Tilting at safety

By Sam Patten | Nov 16, 2020

The most memorable scene of the 1976 film “Marathon Man” binds protagonist Dustin Hoffman in a chair where he’s getting his teeth drilled by Nazi fugitive Laurence Olivier who keeps asking “is it safe?”

Olivier’s character is referring to a cache of stolen diamonds, but fast forward 44 years, and the question has broader, more existential significance. The diamonds now are your spouse, children and yourself.

Are you safe? Do you feel safe? In America today, your answer that question determines how you think about almost everything.

A September YouGov poll found that 68% of Americans who live outside big cities would feel unsafe if they lived in more urban areas. Recall, this came after Republicans made “law and order” a major theme of their campaign, with President Trump going so far as to say Joe Biden intended to destroy the suburbs.

Fear goes beyond violent crime (according to Pew, more than half of Americans perceived an uptick by August); however, especially in a pandemic, what concerns people can be even more abstract. The sense of safety becomes more elusive as anxiety runs more rampant than COVID-19 itself.

Peggy Noonan wrote a piece for the Wall Street Journal in May that made a big impression on me and ever since. In it, she argued that how much you worry about COVID-19 depends on how much you can afford to worry.

Professionals and the wealthy are more likely to be obsessive about the pandemic because their socioeconomic status allows, if not encourages, it. This is not to say that Americans who punch a clock are unconcerned — just that they’re not going to quarantine in the Hamptons or even Maine. Instead, they’ll go about their lives with fewer changes or fret. It fits neatly into the paradigm of a deep rift, if not a gulf, separating the country, it seemed credible.

But, reality is not so simple. Partisanship played a role, but with it came contradiction. The stereotypical Republican is well-to-do, which would make them more likely to be spun up about the pandemic were it not for the fact the leader of the party consistently played down COVID-19 fears, catching the virus in the process.

So which is more important: loyalty to class or loyalty to Trump? Of course, this is a stereotype and not all Republicans belong to country clubs.
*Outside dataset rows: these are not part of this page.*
Issue #1527, opened 2026-08-29
[Epic: Agent IDE] T6: Return types and parameter types as first-class graph facts


vitali87:
Part of epic #1521 — **T6**.

## Dependencies
- Depends on: nothing — foundation ticket
- Unblocks: #1533 (T11), #1536 (T14)

## Problem
`parameters` / `positional_params` are captured, but return types and parameter type annotations are mostly not graph facts, so "what does this return / what can I pass" is a source read. `change_signature` and the context builder both need types they can query.

## Scope
- Node properties on Function/Method: `return_type` (string as written + resolved qn when resolvable), `param_types` (parallel to `parameters`).
- `RETURNS` / `ACCEPTS` edges to Class/Interface/Type/Enum nodes when the annotation resolves in-project.
- Languages: Python, TypeScript, Go, Java, Rust, C#, Kotlin first (typed or annotation-bearing); others best-effort.

## Acceptance
- For each covered language, a fixture function with an annotated return and params yields the properties and, where in-project, the edges.
- Schema docs updated; `graph_audit` accepts the new properties/triples.

Issue #1521, opened 2026-08-29
Epic: CGR as an IDE for AI agents + a graph-native edit algebra


vitali87:
## Why
Every structural pain in a codebase — dead code, duplicates, broken callers, import cycles, "which tests do I run" — is the same pain: the code changes faster than anyone's model of it. AI agents write code from text and local snapshots, which is why duplicated code is rising sharply in AI-assisted repos. CGR already holds the whole structural graph across languages. This epic turns it into (1) the agent's IDE — deterministic resolve/navigate/context/feedback — and (2) an edit algebra — rename, change_signature, move, extract, inline — defined as graph transformations that cannot leave dangling callers.

## Build order
Tickets are listed in dependency order. Pick the lowest unblocked ticket; do not start a ticket whose "Depends on" issues are open.

### Foundation (parser + graph fidelity)
- T1 — call-site and import-site locations on edges
- T3 — single-file scoped re-ingest with latency budget
- T5 — edge resolution confidence + trace write-back (needs T1)
- T6 — return/param types as graph facts

### IDE layer
- T2 — deterministic query tools (needs T1)
- T4 — structural delta after every write (needs T2, T3)
- T14 — `context()` budgeted slice (needs T2, T6)

### Edit-algebra infrastructure
- T7 — transactional multi-file edits
- T8 — syntax-preserving patchers per language
- T10 — import statement rewriting (needs T1, T8)
- T13 — postcondition contract (needs T4)

### Edit-algebra operations
- T9 — `rename` (needs T1, T2, T5, T7, T8, T10, T13) — first op, proves the pipeline
- T11 — `change_signature` (needs T9, T6)
- T12 — `move` (needs T9, T10)
- T15 — `extract` / `inline` (needs T9)

## Dependency graph
```
T1 ──┬──> T2 ──┬──> T4 ──> T13 ──┐
     │         │                 │
     ├──> T5 ──┼─────────────────┼──> T9 ──┬──> T11 (also needs T6)
     │         │                 │         ├──> T12 (also needs T10)
     └──> T10 ─┼─────────────────┘         └──> T15
 T3 ──────────>┘ (T4)
 T6 ──> T14 (also needs T2), T11
 T7 ──> T9
 T8 ──> T10, T9
```

## Tickets

- [x] #1522 **T1** Store call-site and import-site locations on CALLS/REFERENCES/IMPORTS edges (depends on: —)
[...]

PR #1548, opened 2026-08-30
feat: change_signature edit operation with per-site argument mapping (#1533)

### LINKED ISSUE #1533: [Epic: Agent IDE] T11: Edit algebra op 2: `change_signature(qn, new_params, arg_mapping)`
Part of epic #1521 — **T11**.

## Dependencies
- Depends on #1532 (T9)
- Depends on #1527 (T6)
- Unblocks: —

## Problem
Signature changes are the most-cited cross-package breakage: the definition changes, callers in other packages do not. With call-site locations, arg counts/kwarg names and types in the graph, every call site can be rewritten or explicitly flagged.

Perception of risk is a bigger factor in how fearful one becomes. The young instinctively feel invincible and the elderly more vulnerable. So if a vaccine were released tomorrow, who would take it?

One study I read said Americans fall into three camps: a third who would roll up their sleeves tomorrow without hesitation, a third who are not ready yet, but say they will soon, and the remainder holding back further will wait and see how it plays out.

Human behavior in a time of fear is always interesting, if not sometimes depressing. As infected numbers surge, even in Maine, perceived urgency becomes more intense and impacts secondary areas of life to the virus itself.

The Daily Beast reported this week that parents at the elite Washington area school Ivanka Trump’s and Jared Kushner’s children attend united in banning the President’s grandchildren, because of the old man’s “super-spreader” events at the White House and around the country.

How you react to learning this says a lot about what camp you’re in.

A professional friend in the San Francisco Bay area was recently shunned by fellow parents at the private pod where his children are enrolled because he took them to the zoo, which the small mob ruled “risky” behavior.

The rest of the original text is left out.